ASCOLTI / STARLESS AND BIBLE BLACK (40TH ANNIVERSARY SERIES)


di King Crimson / DGM Live, 2011


Quando esplose la testa
del
re cremisi

di Francesco Zago

 

This Night Wounds Time

 

Dei riferimenti letterari ed extramusicali di un album come Starless and Bible Black si potrebbe parlare molto a lungo. A partire dal titolo, citazione dall’apertura di un radiodramma di Dylan Thomas del 1954, Under the Milk Wood (Thomas, 1972):

 

To begin at the beginning: It is Spring, moonless night in the small town, starless and bible-black, the cobblestreets silent […] And all the people of the lulled and dumbfound town are sleeping now.

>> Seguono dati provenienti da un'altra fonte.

Issue #487, opened 2022-12-12
Series/Group Quick Edit


ElementalCrisis:
https://github.com/ShokoAnime/Shoko-WebUI/assets/9443295/2d015f23-f486-419d-9f02-4384911666d4

Modal height should be static, changing size in video due to a limitation of Figma.

revam:
Is it safe to assume that only one of the "series name" or "group name" sections should be present depending on if we're editing a series or group?

ElementalCrisis:
If editing a group then it's just the group name you can change, we can hide the series name input. However, when editing a series, the user can change the group if they'd like. For example, if they use custom grouping.

PR #707, opened 2023-12-03
Update Edit Series Modal

duehoa1211:
https://github.com/ShokoAnime/Shoko-WebUI/assets/11846133/a4c20af7-95be-47fb-9865-b1b5db1a058e

@ElementalCrisis assigns me with this mockup to update the edit series modal

- This modal is missing saving endpoint for series so I make everything is read only, group's tab still not show for same reason with name
- Personal stats' tab is mockup data only so I will hide it as well


duehoa1211:
Link this to #487

harshithmohan:
`Rehash Files` and `Update AniDB Info - Force` options are missing from actions

src/core/rtkQuery/splitV3Api/collectionApi.ts
```diff
@@ -50,6 +50,39 @@ const collectionApi = splitV3Api.injectEndpoints({
         params: { includeEmpty, topLevelOnly },
       }),
     }),
+
+    getGroupInfinites: build.query<
```
harshithmohan, line 54: Shouldn't this be `getGroupInfinite`?

src/components/Collection/Series/EditSeriesTabs/PersonalStats.tsx
```diff
@@ -0,0 +1,130 @@
...
+      total: 10,
+    },
+    specials: {
+      current: 4,
+      total: 10,
+    },
+  };
+
+  const seriesScore = {
+    isGlobale: true,
```
harshithmohan, line 21:
```suggestion
    isGlobal: true,
```

src/components/Input/InputSmall.tsx
```diff
@@ -23,23 +25,28 @@ function InputSmall(props: Props) {
...
+        placeholder={placeholder ?? ''}
+        value={value}
+        onChange={onChange}
+        onKeyUp={onKeyUp}
+        autoFocus={autoFocus}
+        disabled={disabled}
+        autoComplete={autoComplete ?? 'on'}
+      />
+
+      {suffixes && suffixes(props)}
```
harshithmohan, line 48: Why are the props being passed back to the suffixes function?
They are not being used there.

And the suffixes `<div>` can just be added to the component here and we can just pass the number to this component instead of the function

src/components/Input/Input.tsx
```diff
@@ -90,11 +94,27 @@ function Input(props: Props) {
...
+            <div className="absolute right-3 top-1/2 flex -translate-y-1/2 flex-row gap-x-2">
+              {endIcons.map(icon => (
+                <div
+                  key={`input-${icon.icon}`}
+                  onClick={icon.onClick}
+                  className={cx('cursor-pointer text-panel-text', icon.className)}
+                >
+                  <Icon path={icon.icon} size={1} />
+                </div>
+              ), [] as React.JSX.Element[])}
```
harshithmohan, line 115:
```suggestion
              ), [] as React.ReactNode[])}
```

src/components/Input/Input.tsx
```diff
@@ -90,11 +94,27 @@ function Input(props: Props) {
...
-              className="absolute right-3 top-1/2 -translate-y-1/2 cursor-pointer text-panel-text"
+              className={cx(
+                'absolute right-3 top-1/2 -translate-y-1/2 cursor-pointer text-panel-text',
+                endIconClassName,
+              )}
             >
               <Icon path={endIcon} size={1} horizontal vertical rotate={180} />
             </div>
           )}
+          {endIcons?.length && (
```
harshithmohan, line 105: `endIcon`,`endIconClassName` and `endIconClick` seem redundant now.
Places which are using `endIcon` can be refactored to use `endIcons` instead

src/components/Collection/Series/EditSeriesTabs/NameTab.tsx
```diff
@@ -41,20 +100,27 @@ const NameTab = ({ seriesId }: Props) => {
...
+          if (!search) {
+            acc.push(renderTitle(title));
+            return acc;
+          }
+          if (title.Name.toLowerCase().includes(search.toLowerCase())) {
+            acc.push(renderTitle(title));
+            return acc;
+          }
+          return acc;
+        }, [] as React.JSX.Element[])}
```
harshithmohan, line 122:
```suggestion
        }, [] as React.ReactNode[])}
```

src/components/Collection/Series/EditSeriesTabs/NameTab.tsx
```diff
@@ -17,10 +21,66 @@ const NameTab = ({ seriesId }: Props) => {
     refetchOnMountOrArgChange: false,
   });
 
+  const [fetchSeries, seriesResults] = useLazyGetSeriesInfiniteQuery();
+
+  const getAniDbSeries = (): SeriesTitleType[] => {
```
harshithmohan, line 26: This does not need to be a function. It can be a variable with `useMemo`

src/components/Collection/Series/EditSeriesTabs/NameTab.tsx
```diff
@@ -17,10 +21,66 @@ const NameTab = ({ seriesId }: Props) => {
...
+    const keys = Object.keys(pages);
+    if (!keys?.length) return [];
+
+    return pages[1];
+  };
+
+  const searchSeries = useMemo(() =>
+    debounce(async () => {
+      await fetchSeries({
+        startsWith: search?.length ? search : undefined,
```
harshithmohan, line 39: Is this condition needed?
Because the `useEffect` has `if (!search) return;`, search will always be non-empty

src/components/Collection/Series/EditSeriesTabs/GroupTab.tsx
```diff
@@ -0,0 +1,120 @@
...
+  const [search, setSearch] = useState<string>('');
+  const [nameEditable, setNameEditable] = useState<boolean>(false);
+
+  const groupQuery = useGetSeriesGroupQuery({ seriesId: seriesId.toString(), topLevel: false }, {
+    refetchOnMountOrArgChange: false,
+  });
+
+  const [fetchGroup, groupResults] = useLazyGetGroupInfinitesQuery();
+
+  const getAniDbGroup = (): CollectionGroupType[] => {
```
harshithmohan, line 27: can be `useMemo` and not a function

src/components/Collection/Series/EditSeriesTabs/GroupTab.tsx
```diff
@@ -0,0 +1,120 @@
...
+    const keys = Object.keys(pages);
+    if (!keys?.length) return [];
+
+    return pages[1];
+  };
+
+  const searchGroup = useMemo(() =>
+    debounce(async () => {
+      await fetchGroup({
+        startsWith: search?.length ? search : undefined,
```
harshithmohan, line 40: Condition not required. Check similar comment in `NameTab.tsx`
Add `if (!search) return;` to `useEffect` where this function is called.

src/components/Input/InputSmall.tsx
duehoa1211: I trying to aim for a more dynamic render for suffixes if other dev want to render another kind of component or info as a suffixes of the Input

revam: Then just pass on the suffix component itself, don't pass on a render function.

src/components/Collection/Series/EditSeriesTabs/NameTab.tsx
harshithmohan: Resolved by accident?

src/components/Input/InputSmall.tsx
```diff
@@ -11,6 +11,8 @@ type Props = {
   autoFocus?: boolean;
   disabled?: boolean;
   autoComplete?: string;
+
+  suffixes?: React.ReactNode;
```
harshithmohan, line 15:
```suggestion
  suffixes?: React.ReactNode;
```

harshithmohan (changes requested):

harshithmohan (approved):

(Per cominciare dal principio: È primavera, notte senza luna nella cittadina senza stelle e nera come la Bibbia, silenziose le strade acciottolate […] E tutti gli abitanti della città cullata dal mare e silenziosa, dormono, ora).

 

La copertina dell’album venne disegnata dall’artista britannico Tom Phillips, e da una sua opera (1980) – A Humument – è tratta la criptica sentenza This Night Wounds Time. Sulla scia dei cut-up di William Burroughs e dei procedimenti casuali applicati alla produzione artistica, Phillips realizzò A Humument basandosi – materialmente – su un romanzo vittoriano, A Human Document di William Hurrell Mallock (1892), reperito rigorosamente per caso: ogni pagina è stata trasformata in un’opera d’arte, intervenendo sul testo – cancellando, oscurando, evidenziando l’originale – fino a ottenere un patchwork labirintico e affascinante (su YouTube è possibile ascoltare lo stesso Thomas leggere Under Milk Wood; per chi non può fare a meno di stare al passo coi tempi, va segnalata l’esistenza di una Humument App per iPad, oltre al sito humument.com, dove si possono consultare integralmente l’opera di Phillips e le sue successive evoluzioni). Infine le liriche: terminata ormai da tempo la collaborazione con il visionario Pete Sinfield, i King Crimson affidarono la stesura dei testi di Larks’ Tongues In Aspic, Starless and Bible Black e Red a Richard Palmer-James; uno in particolare, The Night Watch, descrive il celebre quadro di Rembrandt La ronda di notte, cosa quanto mai inusuale per il testo di una canzone, pur in un contesto prog-rock. Da questo punto di vista, tuttavia, il pregio di Starless and Bible Black è che citazioni colte e riferimenti culturali non sono strettamente necessari alla “comprensione” della musica – a vari livelli: godibilità, fruizione, analisi. Innanzitutto, perché non vengono presentati come tali; il disco non è “nient’altro” che un disco rock. Ma è anche qualcosa di più, e chi vuole farlo può scoprirlo lasciandosi guidare dagli indizi disseminati nell’album. I rimandi extramusicali, privi di un legame esplicito tra loro o con la musica (con l’eccezione di The Night Watch), alludono al clima notturno e angosciante che domina l’album, senza pretendere di definirlo in maniera didascalica.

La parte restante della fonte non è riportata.